Shiso and Citrus Smoothie
A refreshing smoothie that combines the unique flavor of shiso leaves with citrus fruits for a revitalizing drink.
- 1 cup spinach
- 1/2 cup fresh shiso leaves
- 1 orange, peeled
- 1 banana
- 1 cup coconut water
- Ice cubes
- In a blender, combine spinach, shiso leaves, orange, banana, and coconut water.
- Blend until smooth, adding ice cubes for a chilled effect.
- Pour into a glass and enjoy immediately.
Shiso and Berry Parfait
A delightful parfait layered with yogurt, fresh berries, and shiso leaves for a healthy breakfast or dessert.
- 1 cup Greek yogurt
- 1 cup mixed berries (strawberries, blueberries, raspberries)
- 1/4 cup fresh shiso leaves, chopped
- 1 tablespoon honey
- Granola for topping
- In a glass, layer Greek yogurt, mixed berries, and chopped shiso leaves.
- Drizzle honey over the layers and top with granola.
- Repeat the layers until the glass is full and serve immediately.

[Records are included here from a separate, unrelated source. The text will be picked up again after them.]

Issue #157, opened 2024-09-19
Support Angular 18


jattasNI:
This issue tracks the work to support Angular 18.

In addition to the normal work, these issues should be resolved / unblocked during the upgrade:

- [x] #153 

I don't think #150 depends on this work but if hasn't been fixed yet then it should be grouped with this too.

#155 is a successor of this work but shouldn't happen at the same time.
#92 is a successor of this work as well.

m-akinc:
Removed the link to #155 from this issue. The ESLint 9 upgrade is gated by the Angular 18 upgrade, but it is substantial enough that we don't want to do them at the same time.

Issue #153, opened 2024-08-13
Uptake new angular-eslint runtime-localize rule


jattasNI:
**Describe the issue**

@m-akinc added a new rule to angular-eslint in https://github.com/angular-eslint/angular-eslint/pull/1898 which should help catch cases where strings are tagged with `$localize` in scopes that don't permit it, like file-level `const`s. This is now available in [@angular-eslint/eslint-plugin](https://www.npmjs.com/package/@angular-eslint/eslint-plugin/v/18.3.0). You can [see the docs here](https://github.com/angular-eslint/angular-eslint/blob/main/packages/eslint-plugin/docs/rules/runtime-localize.md).

We should enable this rule by default in our ruleset.

jattasNI:
I tried to fix this in the [runtime-localize branch](https://github.com/ni/javascript-styleguide/tree/runtime-localize) but hit snags.
1. It requires installing `@angular-eslint/eslint-plugin@18.3.0` but just bumping the version results in dependency conflicts with `npm install`
2. I tried regenerating `package-lock.json` and that successfully installed the dependency but it seemed to break other rules. Our tests for `@angular-eslint/template/i18n` started failing claiming the content didn't have an `i18n` attribute even though it does.

I suspect both of these issues are because [the angular-eslint version is supposed to align with the Angular version](https://github.com/angular-eslint/angular-eslint?tab=readme-ov-file#supported-angular-cli-versions) but we're on Angular 17. If this is true then this issue needs to wait on the Angular 18 upgrade.

Issue #150, opened 2024-07-24
Upgrade @typescript-eslint/eslint-plugin @typescript-eslint/parser


TrevorKarjanis:
After upgrading to Angular 17, the following warning is received when running the linter.

```shell
WARNING: You are currently running a version of TypeScript which is not officially supported by @typescript-eslint/typescript-estree.
You may find that it works just fine, or you may not.
SUPPORTED TYPESCRIPT VERSIONS: >=3.3.1 <5.2.0
YOUR TYPESCRIPT VERSION: 5.4.5
Please only submit bug reports when using the officially supported version.
```

This is because @typescript-eslint/eslint-plugin @typescript-eslint/parser are incompatible with TypeScript@5.4.5. This is not an npm dependency. [It is defined at runtime](https://github.com/typescript-eslint/typescript-eslint/blob/88b7463c89f22559facd5a00460bdc930e6eb1a2/packages/typescript-estree/src/parseSettings/warnAboutTSVersion.ts#L9) in @typescript-eslint/typescript-estree.

These packages, version `^5.62.0`, are peer dependencies of [@ni/eslint-config-typescript](https://github.com/ni/javascript-styleguide/blob/6d3cf459ec54310f6e0a01254e8d2d540e00d789/packages/eslint-config-typescript/package.json#L36), so upgrading them requires forcing the install. @typescript-eslint/typescript-estree@7.2 supports <5.5, so a minimal upgrade of @typescript-eslint/eslint-plugin@7.2 @typescript-eslint/parser@7.2 would be required.

Have we considered upgrading them, or why have they not been upgraded?

rajsite:
> Have we considered upgrading them, or why have they not been upgraded?

No specific reason I'm aware. Don't have a rennovate integration so would be manual. Looking at the getting started today they don't even pull from the scoped packages like we are which is interesting: https://typescript-eslint.io/getting-started/

jattasNI:
We agreed we should fix this soon. May need to do a bit of testing to ensure the new packages don't change the behavior of any rules in unexpected ways.

PR #160, opened 2025-01-07
Update to Angular 18

m-akinc:
Addresses #157 

In addition to updating the dependency version, I'm fixing the following:
- #150
- #153 

## Implementation
Updated dependencies:
 - `@angular/core` to `18.2.13` (latest <19)
 - `@angular-eslint` packages to `18.4.3` (latest <19)
 - `@typescript-eslint/eslint-plugin` and `@typescript-eslint/parser` to `7.18.0` (latest <8)   
 - After updating the version of  `@typescript-eslint/parser`, I began getting the following test failure: 
     ```
     Error: Error while loading rule '@typescript-eslint/prefer-optional-chain': You have used a rule which requires parserServices to be generated. You must therefore provide a value for the "parserOptions.project" property for @typescript-eslint/parser.
     Parser: C:\dev\javascript-styleguide\node_modules\@typescript-eslint\parser\dist\index.js
     Occurred while linting C:\dev\javascript-styleguide\tests\typescript\index.ts
     ```
     It turns out that `@typescript-eslint/prefer-optional-chain` now [does require type checking](https://typescript-eslint.io/rules/prefer-optional-chain), so I had to move it to the `requiring-type-checking.js` configuration.
  - `@typescript-eslint/eslint-plugin` version 6 [introduced significant changes](https://github.com/typescript-eslint/typescript-eslint/blob/9e8828b31fda6e0fa45e0397cd6cc4e1662ba356/packages/website/blog/2023-07-09-announcing-typescript-eslint-v6.md#user-facing-breaking-changes). In `requiring-type-checking.js`, I changed it from extending `@typescript-eslint/recommended-requiring-type-checking` to `@typescript-eslint/recommended-type-checked` and `@typescript-eslint/stylistic-type-checked`. Similarly, in `eslint-config-typescript/index.js`, I added `@typescript-eslint/stylistic` to the extended configs. Subsequently, the output of `npm run print-evaluated-rules:diff` showed over a dozen changes. I added overrides to minimize the scope of changes in this PR, and ultimately ended up with the following diff:
      -  `@typescript-eslint/consistent-generic-constructors` is new ("error") -- Despite adding an override to turn this rule off, it remains on. This may be a bug in `@typescript-eslint`. I don't think we want to let this block us, so clients should either fix reported violations or use in-source suppressions.
      - `@typescript-eslint/lines-between-class-members` was `["error","always",{"exceptAfterSingleLine":true}]`, now is `["error","always",{"exceptAfterSingleLine":true,"exceptAfterOverload":true}]` -- This seems like a harmless difference.
      - `no-new-native-nonconstructor` is new ("off") -- Explicitly turning off this new rule that defaulted to "error".
      - `@typescript-eslint/no-duplicate-enum-values` is new ("off") -- Explicitly turning off this new rule that defaulted to "error".
      - `@typescript-eslint/no-unsafe-declaration-merging` is new ("off") -- Explicitly turning off this new rule that defaulted to "error".
      - `@typescript-eslint/no-duplicate-type-constituents` is new ("off") -- Explicitly turning off this new rule that defaulted to "error".
      - `@typescript-eslint/no-redundant-type-constituents` is new ("off") -- Explicitly turning off this new rule that defaulted to "error".
      - `@typescript-eslint/no-unsafe-enum-comparison` is new ("off") -- Explicitly turning off this new rule that defaulted to "error".
      - `@angular-eslint/runtime-localize` is new ("error") -- We specifically want this enabled.

### Testing
- Ran `npm run print-evaluated-rules:diff` and handled differences as described above.
- Ran `npm run print-available-rules` with these changes:
   - `@typescript-eslint/no-duplicate-imports` - removed from TS Extensions
   - `@typescript-eslint/class-methods-use-this` - added to TS Extensions
   - `@typescript-eslint/max-params` - added to TS Extensions
   -  `@typescript-eslint/prefer-ts-expect-error` - moved from TS Recommended to Remaining TS Rules
   -  `@typescript-eslint/prefer-optional-chain` - moved from TS Recommended to TS Recommended (Requiring Type Checks)
   -  `@typescript-eslint/no-implicit-any-catch` - removed from Remaining TS Rules
   -  `@typescript-eslint/no-parameter-properties` - removed from Remaining TS Rules
   -  `@typescript-eslint/sort-type-union-intersection-members` - removed from Remaining TS Rules
   - `@typescript-eslint/no-empty-object-type` - added to Remaining TS Rules
   - `@typescript-eslint/no-unnecessary-parameter-property-assignment` - added to Remaining TS Rules
   - `@typescript-eslint/no-unsafe-function-type` - added to Remaining TS Rules
   - `@typescript-eslint/no-wrapper-object-types` - added to Remaining TS Rules
   - `@typescript-eslint/no-empty-object-type` - added to Remaining TS Rules
   - `@typescript-eslint/no-empty-object-type` - added to Remaining TS Rules
   - `@typescript-eslint/consistent-return` - added to TS Extensions (Requiring Type Checks)
   - `@typescript-eslint/only-throw-error` - added to TS Extensions (Requiring Type Checks)
   - `@typescript-eslint/prefer-destructuring` - added to TS Extensions (Requiring Type Checks)
   - `@typescript-eslint/prefer-promise-reject-errors` - added to TS Extensions (Requiring Type Checks)
   - `@typescript-eslint/no-array-delete` - added to TS Recommended (Requiring Type Checks)
   - `@typescript-eslint/no-confusing-void-expression` - moved from Remaining TS Rules (Requiring Type Checks) to TS Recommended (Requiring Type Checks)
   - `@typescript-eslint/no-duplicate-type-constituents` - moved from Remaining TS Rules (Requiring Type Checks) to TS Recommended (Requiring Type Checks)
   - `@typescript-eslint/no-redundant-type-constituents` - moved from Remaining TS Rules (Requiring Type Checks) to TS Recommended (Requiring Type Checks)
   - `@typescript-eslint/no-unnecessary-template-expression` - added to TS Recommended Requiring Type Checks
   - `@typescript-eslint/use-unknown-in-catch-callback-variable` - added to TS Recommended Requiring Type Checks
   - `@typescript-eslint/no-unnecessary-type-parameters` - added to Remaining TS Rules (Requiring Type Checks)
   - `@typescript-eslint/no-unsafe-unary-minus` - added to Remaining TS Rules (Requiring Type Checks)
   - `@typescript-eslint/no-useless-template-literals` - added to Remaining TS Rules (Requiring Type Checks)
   - `@typescript-eslint/prefer-find` - added to Remaining TS Rules (Requiring Type Checks)
   - `@angular-eslint/no-host-metadata-property` - moved from Angular Recommended to Remaining Angular
   - `@angular-eslint/runtime-localize` - added to Remaining Angular

### DIFF
--- a/change/@ni-eslint-config-angular-718354fd-7ab1-4395-ac53-e8505b9622bf.json
+++ b/change/@ni-eslint-config-angular-718354fd-7ab1-4395-ac53-e8505b9622bf.json
@@ -1,0 +1,7 @@
+{
+  "type": "major",
+  "comment": "Update to Angular 18",
+  "packageName": "@ni/eslint-config-angular",
+  "email": "7282195+m-akinc@users.noreply.github.com",
+  "dependentChangeType": "patch"
+}
--- a/packages/eslint-config-typescript/tools/print-available-rules.js
+++ b/packages/eslint-config-typescript/tools/print-available-rules.js
@@ -1,4 +1,4 @@
-const plugin = require('@typescript-eslint/eslint-plugin');
+const plugin = require('@typescript-eslint/eslint-plugin/dist');
 
 const isTrue = val => val !== undefined && val !== false;
 const recommended = key => isTrue(plugin.rules[key].meta.docs.recommended);
--- a/packages/eslint-config-typescript/tools/print-available-rules.js
+++ b/packages/eslint-config-typescript/tools/print-available-rules.js
@@ -1,4 +1,9 @@
-const plugin = require('@typescript-eslint/eslint-plugin/dist');
+// eslint-plugin-import doesn't know how to resolve entry points in commonjs modules that are
+// declared using "export" rather than the old "main" syntax in package.json.
+// See https://github.com/typescript-eslint/typescript-eslint/issues/7565
+//  and https://github.com/import-js/eslint-plugin-import/issues/2703
+// eslint-disable-next-line import/no-unresolved
+const plugin = require('@typescript-eslint/eslint-plugin');
 
 const isTrue = val => val !== undefined && val !== false;
 const recommended = key => isTrue(plugin.rules[key].meta.docs.recommended);
--- a/tests/playwright/.eslintrc.js
+++ b/tests/playwright/.eslintrc.js
@@ -1,13 +1,11 @@
 module.exports = {
+    extends: '@ni/eslint-config-playwright',
     root: true,
-    ignorePatterns: ['*.js'],
     overrides: [
         {
-            extends: '@ni/eslint-config-playwright',
-            files: ['*.ts'],
-            parserOptions: {
-                project: './tsconfig.json'
-            },
+            files: [
+                '*.ts',
+            ],
             rules: {
                 // In this example app, all files are allowed to refer to playwright packages from devDependencies
                 'import/no-extraneous-dependencies': ['error', { devDependencies: true }],
--- a/tests/playwright/.eslintrc.js
+++ b/tests/playwright/.eslintrc.js
@@ -1,11 +1,13 @@
 module.exports = {
-    extends: '@ni/eslint-config-playwright',
     root: true,
+    ignorePatterns: ['*.js'],
     overrides: [
         {
-            files: [
-                '*.ts',
-            ],
+            extends: '@ni/eslint-config-playwright',
+            files: ['*.ts'],
+            parserOptions: {
+                project: './tsconfig.json'
+            },
             rules: {
                 // In this example app, all files are allowed to refer to playwright packages from devDependencies
                 'import/no-extraneous-dependencies': ['error', { devDependencies: true }],
--- a/.github/CODEOWNERS
+++ b/.github/CODEOWNERS
@@ -4,4 +4,4 @@
 # More info: https://docs.github.com/en/github/creating-cloning-and-archiving-repositories/creating-a-repository-on-github/about-code-owners
 
 # These owners will be the default owners for everything in the repo.
-* @jattasNI @mure @rajsite @TrevorKarjanis
+* @jattasNI @rajsite @TrevorKarjanis
--- a/change/@ni-eslint-config-angular-9ac0e40a-7052-4b98-a74f-2b443d4cb1d7.json
+++ b/change/@ni-eslint-config-angular-9ac0e40a-7052-4b98-a74f-2b443d4cb1d7.json
@@ -1,7 +1,0 @@
-{
-  "type": "patch",
-  "comment": "Exempt groupableParentColumnId from i18n rule",
-  "packageName": "@ni/eslint-config-angular",
-  "email": "7282195+m-akinc@users.noreply.github.com",
-  "dependentChangeType": "patch"
-}
--- a/change/@ni-eslint-config-typescript-c8f0224a-ee12-4ed6-af5b-d65afda76daf.json
+++ b/change/@ni-eslint-config-typescript-c8f0224a-ee12-4ed6-af5b-d65afda76daf.json
@@ -1,0 +1,7 @@
+{
+  "type": "patch",
+  "comment": "Update version of @typescript-eslint/parser and @typescript-eslint/eslint-plugin",
+  "packageName": "@ni/eslint-config-typescript",
+  "email": "7282195+m-akinc@users.noreply.github.com",
+  "dependentChangeType": "patch"
+}
--- a/package-lock.json
+++ b/package-lock.json
@@ -38,35 +38,37 @@
       }
     },
     "node_modules/@angular-devkit/architect": {
-      "version": "0.1703.7",
-      "resolved": "https://registry.npmjs.org/@angular-devkit/architect/-/architect-0.1703.7.tgz",
-      "integrity": "sha512-SwXbdsZqEE3JtvujCLChAii+FA20d1931VDjDYffrGWdQEViTBAr4NKtDr/kOv8KkgiL3fhGibPnRNUHTeAMtg==",
+      "version": "0.1802.12",
+      "resolved": "https://registry.npmjs.org/@angular-devkit/architect/-/architect-0.1802.12.tgz",
+      "integrity": "sha512-bepVb2/GtJppYKaeW8yTGE6egmoWZ7zagFDsmBdbF+BYp+HmeoPsclARcdryBPVq68zedyTRdvhWSUTbw1AYuw==",
+      "license": "MIT",
       "peer": true,
       "dependencies": {
-        "@angular-devkit/core": "17.3.7",
+        "@angular-devkit/core": "18.2.12",
         "rxjs": "7.8.1"
       },
       "engines": {
-        "node": "^18.13.0 || >=20.9.0",
+        "node": "^18.19.1 || ^20.11.1 || >=22.0.0",
         "npm": "^6.11.0 || ^7.5.6 || >=8.0.0",
         "yarn": ">= 1.13.0"
       }
     },
     "node_modules/@angular-devkit/core": {
-      "version": "17.3.7",
-      "resolved": "https://registry.npmjs.org/@angular-devkit/core/-/core-17.3.7.tgz",
-      "integrity": "sha512-qpZ7BShyqS/Jqld36E7kL02cyb2pjn1Az1p9439SbP8nsvJgYlsyjwYK2Kmcn/Wi+TZGIKxkqxgBBw9vqGgeJw==",
+      "version": "18.2.12",
+      "resolved": "https://registry.npmjs.org/@angular-devkit/core/-/core-18.2.12.tgz",
+      "integrity": "sha512-NtB6ypsaDyPE6/fqWOdfTmACs+yK5RqfH5tStEzWFeeDsIEDYKsJ06ypuRep7qTjYus5Rmttk0Ds+cFgz8JdUQ==",
+      "license": "MIT",
       "peer": true,
       "dependencies": {
-        "ajv": "8.12.0",
-        "ajv-formats": "2.1.1",
-        "jsonc-parser": "3.2.1",
-        "picomatch": "4.0.1",
+        "ajv": "8.17.1",
+        "ajv-formats": "3.0.1",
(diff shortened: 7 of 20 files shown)


change/@ni-eslint-config-angular-718354fd-7ab1-4395-ac53-e8505b9622bf.json
m-akinc, line 1: Won't submit until ready to update clients.

change/@ni-eslint-config-angular-718354fd-7ab1-4395-ac53-e8505b9622bf.json
```diff
@@ -0,0 +1,7 @@
+{
+  "type": "major",
```
jattasNI, line 2: >Ran npm run print-available-rules and the only new, unset rule available in the updated version is @angular-eslint/runtime-localize (which we implemented), and that can be turned on as needed.

I would like to turn on the rule by default in the styleguide and to consider that within scope of the Angular upgrade feature if possible. We could either turn it on in this PR or in a follow up. Either way we'd want to communicate the change at UI WG so that client teams can fix violations (or, less ideally, temporarily disable the rule).

If you don't think you'll get to it in this feature, we should discuss how to make it happen afterward.

change/@ni-eslint-config-angular-718354fd-7ab1-4395-ac53-e8505b9622bf.json
```diff
@@ -0,0 +1,7 @@
...
+  "comment": "Update to Angular 18",
+  "packageName": "@ni/eslint-config-angular",
```
jattasNI, line 4: FYI, #157 exists to track this work. It links to a few related issues: could you evaluate fixing at the same time?

change/@ni-eslint-config-angular-718354fd-7ab1-4395-ac53-e8505b9622bf.json
```diff
@@ -0,0 +1,7 @@
+{
```
jattasNI, line 1: >Ran npm run print-evaluated-rules:diff and the only change is that the no-host-metadata-property rule was removed from the recommended eslint-plugin config (rule is deprecated in version 18 and fully removed in version 19). This should not break clients, as the rule still exists (so clients can still turn it on/off) and the default config is just more permissive.

I'd like to figure out the long term plan for adapting to this deprecation and if there's any work to do, decide whether to do it now or in the 19 upgrade.

Here is the PR that removed that rule: https://github.com/angular-eslint/angular-eslint/pull/2113 

It looks like Angular changed their recommendation to prefer this syntax
```
@Component({
  selector: '[mat-menu-item]',
  host: {
    '[class.mat-menu-item-highlighted]': '_highlighted',
  }
})
```

over the `@HostListener` and `@HostBinding` directives:

```
@HostBinding('class.my-menu-item-highlighted')
  _highlighted: boolean = false;
```

[This reddit post](https://www.reddit.com/r/Angular2/comments/feoq5r/change_my_mind_the_host_metadata_property_is_way/?rdt=44563) has some good examples of before / after.

They have an unimplemented feature request to write the rule to enforce that new preference: https://github.com/angular-eslint/angular-eslint/issues/2189

I searched our codebase and didn't see anything setting `no-host-metadata-property` (except for [one non-maintained codebase](https://dev.azure.com/ni/DevCentral/_search?action=contents&text=no-host-metadata-property&type=code&lp=code-Project&filters=ProjectFilters%7BDevCentral%7DRepositoryFilters%7BSkyline%7D&pageSize=25&result=DefaultCollection/DevCentral/Skyline/GBmaster//Web/Packages/TSLintConfigSystemLink/tslint.json)) but I did see several instances of [`@HostListener`](https://dev.azure.com/ni/DevCentral/_search?action=contents&text=HostListener&type=code&lp=code-Project&filters=ProjectFilters%7BDevCentral%7DRepositoryFilters%7BSkyline%7D&pageSize=25&result=DefaultCollection/DevCentral/Skyline/GBmaster//Web/Workspaces/AssetManager/src/app/app.component.ts) and [`@HostBinding`](https://dev.azure.com/ni/DevCentral/_search?action=contents&text=HostBinding&type=code&lp=code-Project&filters=ProjectFilters%7BDevCentral%7DRepositoryFilters%7BSkyline%7D&pageSize=25&result=DefaultCollection/DevCentral/Skyline/GBmaster//Web/Workspaces/AssetManager/src/app/app.component.ts). So I think we could either:
1. keep this PR as-is and nothing will break, but we'll be violating Angular's new recommendation for `@HostListener`/`@HostBinding`. 
2. do some work to migrate / delete those usages. That work could happen now or during the 19 upgrade or whenever that new rule is introduced

Any votes between 1 and 2?

jattasNI (changes requested):

change/@ni-eslint-config-angular-718354fd-7ab1-4395-ac53-e8505b9622bf.json
rajsite: One of the linked issues is migrating to eslint 9 which I think we should do in a follow-up instead after the Angular 18 upgrade. I suspect and commented on https://github.com/ni/javascript-styleguide/issues/155https://github.com/ni/javascript-styleguide/issues/155 that eslint 9 migration probably will take some effort.

change/@ni-eslint-config-angular-718354fd-7ab1-4395-ac53-e8505b9622bf.json
m-akinc: I've turned the rule on in eslint-config-angular. We can make fixing any issues in clients part of the work to migrate them to Angular 18.

change/@ni-eslint-config-angular-718354fd-7ab1-4395-ac53-e8505b9622bf.json
m-akinc: Treating the ESLint 9 update as a separate task, but I'll link/fix the other issues with this PR.

change/@ni-eslint-config-angular-718354fd-7ab1-4395-ac53-e8505b9622bf.json
m-akinc: I vote 1. I'm not sure the [rationale for the reversed convention](https://github.com/angular/angular/discussions/49682#discussioncomment-5515138) is compelling enough to warrant taking any action now. If there were a rule to enforce the new, reversed recommendation, I'd be more convinced that we should turn it on and fix violations.

packages/eslint-config-typescript/tools/print-available-rules.js
```diff
@@ -1,4 +1,4 @@
-const plugin = require('@typescript-eslint/eslint-plugin');
+const plugin = require('@typescript-eslint/eslint-plugin/dist');
```
m-akinc, line 1: The new version of `eslint-plugin`'s `package.json` file no longer has `"main": "dist/index.js",` and explicitly declares `"type": "commonjs"`. I don't know why it changed, but now we need to specify `/dist` or we get a lint error about the module not being found.

packages/eslint-config-typescript/tools/print-available-rules.js
```diff
@@ -1,3 +1,8 @@
+// eslint-plugin-import doesn't know how to resolve entry points in commonjs modules that are
+// declared using "export" rather than the old "main" syntax in package.json.
+// See https://github.com/typescript-eslint/typescript-eslint/issues/7565
+//  and https://github.com/import-js/eslint-plugin-import/issues/2703
+// eslint-disable-next-line import/no-unresolved
```
m-akinc, line 5: The new version of `eslint-plugin`'s `package.json` file no longer has `"main": "dist/index.js"` and instead uses the newer `"exports"` property. Unfortunately, `eslint-plugin-import` doesn't know how to resolve entry points in commonjs modules that are declared using `"export"`. See https://github.com/typescript-eslint/typescript-eslint/issues/7565  and https://github.com/import-js/eslint-plugin-import/issues/2703

change/@ni-eslint-config-angular-718354fd-7ab1-4395-ac53-e8505b9622bf.json
jattasNI: I'm ok with 1 too. This doesn't seem very common in or code or very consequential if we do it the "wrong" way.

jattasNI (commented):
Looks good to me, but withholding final approval until we're ready to start the release train.

tests/playwright/.eslintrc.js
```diff
@@ -1,11 +1,13 @@
...
+    ignorePatterns: ['*.js'],
     overrides: [
         {
-            files: [
-                '*.ts',
-            ],
+            extends: '@ni/eslint-config-playwright',
+            files: ['*.ts'],
+            parserOptions: {
+                project: './tsconfig.json'
```
rajsite, line 9: > In any case, clients should already be setting parserOptions.project for running eslint on their ts files, so I wouldn't expect this to cause issues.

That was not mandatory before and clients had the option of adopting rules that did not need a tsconfig for type checking (with the trade-off of supporting a smaller rule set). These configurations currently don't require tsconfigs, and the `requiring-type-checking` rulesets are the ones that should require tsconfigs.

I'd like to not couple that change with this PR and not change the behavior of the typescript vs typescript-requiring-type-checking. If that is not possible then we should open the discussion to merging the rulesets since the distinction would no longer be meaningful.

m-akinc: It turns out that rule now does in fact require type checking, so I moved it to the other config. I also discovered that there were a lot more changes than I had originally thought (I must not have done a `npm i` in between running `print-evaluated-rules`). I've updated the PR description with detailed information about how I handled those changes.

rajsite (approved):

change/@ni-eslint-config-angular-718354fd-7ab1-4395-ac53-e8505b9622bf.json
m-akinc: Ready to go.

Shiso and Egg Breakfast Wrap
A nutritious breakfast wrap filled with scrambled eggs and fresh shiso leaves, perfect for a quick morning meal.
- 2 eggs
- 1/4 cup fresh shiso leaves, chopped
- 1 whole wheat tortilla
- 1/4 cup diced tomatoes
- Salt and pepper to taste
- In a bowl, whisk the eggs with salt and pepper, then scramble them in a non-stick pan.
- Once the eggs are cooked, stir in the chopped shiso leaves and diced tomatoes.
- Place the egg mixture in the center of the tortilla, wrap it up, and serve warm.